跳转至

使用不同惩罚项的线性回归进行变量选择

本文使用 SCAD、LASSO、Ridge 和 Garrote 惩罚项对线性回归进行了建模,在模拟数据下验证了不同惩罚项设计的对稀疏系数的选择能力。

原始论文的标题叫做 Variable Selection via Nonconcave Penalized Likelihood and Its Oracle Properties。对于 Oracle Properties,在 统计之都上有一个非常精彩的解释

Oracle 这个词对应的中文翻译叫做“神谕”,就是神的启示,它是指通过媒介(男女祭司或器物)传达神的难以捉摸或谜一般的启示或言语。

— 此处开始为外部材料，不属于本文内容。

PR #291, opened 2026-07-05
feat: prevent setting defaultStatus in bootstrap-only enforcement mode within validation webhook

### LINKED ISSUE #290: [FEATURE] Block the combination of DefaultStatus and EnforcementMode="bootstrap-only"

This is an enhancement/safety-protocol on top of the newly added DefaultStatus feature #282. Under all the scenarios, we could imagine, there was not a single one where it ever felt like a user might benefit by processing a missing node condition as a matching/satisfying requirement.

In-reality, this combination can actually violate what a bootstrap-only mode is meant for. Suppose you match a Condition during bootstrap with the help of a DefaultStatus. Now it completes. And guess what? Because the node was never tainted, it is forever stuck in a loop without marking the bootstrap as completed. 

Or in the worst case, there can be a scenario there are multiple conditions of which one didn't satisfy and node was tainted. Now the condition where we applied default was incomplete but because every condition including this one has satisfied + the node was tainted, it'll mark the bootstrap process as completed. This also violates the purpose of having a bootstrap only mode.

A potential solution revolves around adding a web hook validation to reject any possible combination of presence of a DefaultStatus (which is an optional field) and EnforcementMode "bootstrap-only".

在罚函数(比如 LASSO) 的研究领域,Oracle 指的是以下的渐进性质:

  1. 真值为 0 的参数的估计也为 0。
  2. 真值不为 0 的参数的估计值一致收敛到真值,并且协方差矩阵不受那些真值为 0 的参数估计的影响。

简而言之:罚函数的估计结果就好像事先已经得到了神的启示,知道哪些是真值为 0 的参数一样。

理论性质

Ridge 惩罚项

Ridge 对系数的估计为:

\[ \hat{\beta} = \arg \min_{\beta} \left\{ \sum_{i=1}^n (y_i - \sum_{j=1}^p x_{ij} \beta_j)^2 + \lambda \sum_{j=1}^p \beta_j^2 \right\} \]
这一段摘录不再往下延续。